WHAT YOU SHOULD DO: If a line in the listing below contains "messages", return that line.

*** Block opens ***

PR #4351, opened 2024-11-11
Improve linter messages in UI

xoxys:
- Render linter errors as markdown string and convert it to HTML in frontend
- Unify wording a bit
- Restructure grid to improve mobile view
- Use existing `DocsLink` component

---

Before:

image

After:

image


6543:
tests fail :sweat_smile:

xoxys:
The error messages will also be used in CLI IIRC. So while the backticks also look ok on the CLI HTML does not.

xoxys:
I would also avoid the possibility to inject complex HTML (classes etc.) from the backend in the frontend, so I think markdown supports basic formatting while we don't need to worry about injected HTML breaks the frontend formatting. But that might be my personal impression only.

xoxys:
Agree with that. What should we do in this particular case? IMO, properly formatting the linter messages in the UI is valuable and makes it more readable.

xoxys:
The remaining test failure looks unrelated to my code changed? :thinking:

web/src/components/atomic/RenderMarkdown.vue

*** Block closes ***

RESULT OF THIS TASK:
Improve linter messages in UI
The error messages will also be used in CLI IIRC. So while the backticks also look ok on the CLI HTML does not.
Agree with that. What should we do in this particular case? IMO, properly formatting the linter messages in the UI is valuable and makes it more readable.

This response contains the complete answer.